Side Hustle Series: Do You Like to Write?
Hello everyone. Can you believe that it is December? 2018 is on the horizon. Today, I have the fifth installment of my side hustle series. In this series, I ask side hustlers and entrepreneurs various questions about their businesses. The series is meant to keep people motivated to reach their goals or start their side hustle. I recently had the chance to interview Holly Johnson from Club Thrifty.

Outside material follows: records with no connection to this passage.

PR #1907, opened 2026-08-19
Add makefile and preprocessing guards for --without-zstd configure

reshke:
$subj, otherwise re-configuring democluster doesn't work good with zstd options


leborchuk (approved):
LGTM

tuhaihe (approved):
LGTM.

I also did a fix on `with-zstd`: https://github.com/apache/cloudberry/pull/1912. PTAL.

Holly is a financial expert and award-winning writer whose obsession with frugality, budgeting, and travel plays a central role in her work. In addition to serving as Contributing Editor for The Simple Dollar, Holly writes for well-known publications such as U.S. News and World Report Travel, PolicyGenius, Lending Tree, and Frugal Travel Guy. Holly also owns two websites of her own – Club Thrifty and Travel Blue Book – and is the co-author of Zero Down Your Debt: Reclaim Your Income and Build a Life You’ll Love.
Do You Like to Write?
When did you start blogging and why?
My husband and I started blogging around 2011. We initially launched our blog to document our journey out of debt and toward wealth, but it turned into so much more. Over time, we learned that we liked creating content.
What do you like best about blogging?
I like the fact that I can work where I want and when I want. I also like the fact that the potential for income is nearly unlimited. Our blog grew from making almost no money to the point where it makes well over six figures on its own since we started. I can’t think of another side hustle where the potential is so great.
I know that blogging has opened doors for you. You went from freelancing to full-time. How was that transition for you?
We both worked full-time jobs in the funeral industry when we started blogging on the side. During that time, I decided to put my writing skills to use and pick up some part-time work. Over the months, I started earning more writing than I was at my full-time job. It was a huge relief to leave my full-time job to become self-employed because I was so tired of doing both. The transition wasn’t that hard because I was so excited about the future and so ready to break out on my own.
In an average week, how many articles do you write?
Since we travel around 12 weeks every year, it really varies. There are weeks where I don’t write anything and other weeks where I write 20 pieces of content or more. It really depends on my workload and how far “ahead” I am. It also depends on how many deadlines I have to meet.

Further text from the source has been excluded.